EU fiscal reform means Belgium must cut budget by €30 billion

EU fiscal reform means Belgium must cut budget by €30 billion
European Council and Council of the European Union, Brussels

A reform of EU fiscal rules agreed by European Finance Ministers on Wednesday could force Belgium to implement budget cuts totalling €30 billion over the next four years.

The current rules – which were suspended during the pandemic and energy crisis but are set to re-enter into force next year – require EU Member States to maintain budget deficit and debt levels of 3% and 60% of annual GDP respectively.

Belgium's deficit and debt levels are well above these thresholds, at 4.9% and 106.3% respectively.

The agreed reforms maintain the 3% and 60% limits but also introduce further stringent requirements for countries which exceed them.

In particular, Member States with debt levels above 90% of GDP will be required to reduce their debt by at least 1% of GDP each year.

Furthermore, non-fiscally compliant countries must propose a four-year plan to the European Commission showing how their deficit and debt levels are "on a plausibly downward trajectory." (The plan's duration can be extended to seven years under certain conditions.)

Spanish Economy Minister and future European Investment Bank chief Nadia Calviño said in a statement that the reformed rules would "ensure balanced and sustainable public finances and the protection of investment, growth and job creation throughout the EU."

Spanish Economy Minister Nadia Calviño. Credit: EP Photo

"We are convinced that the new rules will be effective, support the EU's objectives and dramatically improve our existing framework," she added.

According to estimates published by L'Echo and De Tijd, the reforms imply that Belgium will likely have to cut its annual budget by €7 billion – or approximately 1.25% of GDP – over the next four years.

"The absence of budgetary discipline in recent years makes the restructuring of Belgian public finances imposed by Europe extra difficult," wrote De Tijd columnist Stefaan Michielsen. He added that Belgium's heavy public spending to protect households and businesses during the Covid-19 pandemic and energy crisis was "insufficiently selective and lasted too long."

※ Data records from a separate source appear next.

PR #5566, opened 2026-06-09
fix: Prevent dangling bfield reference in record propagation function

niermann999:
Remove dangling reference to magnetic field in record_propagation function and use std::optional for type erasure instead.

--- END COMMIT MESSAGE ---


andiwand (approved):

asalzburger (approved):
Also approved.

Michielsen further suggested that the next Belgian Government, which will assume power after the 2024 elections, will find it especially difficult to address Belgium's "major" long-term fiscal challenges, including soaring pension costs and climate change-related expenditures.

"The coming government will have an extra hard time because policymakers have not been sufficiently disciplined with public finances in recent years," he wrote.

'A fundamentally bad proposal'

By contrast, workers' groups focused much of their ire on the reforms themselves, rather than Member States' alleged fiscal profligacy.

"This deal is bad news for millions of working people struggling with the cost of living," said European Trade Union Confederation General Secretary Esther Lynch.

In her view, the "fundamentally bad proposal" would "leave Europe chasing savings at a time when we need to be increasing public investment to achieve a just transition to a green and digital economy."

"Europe needs fiscal rules which put the wellbeing of people ahead of arbitrary limits based on discredited ideology from the 1980s."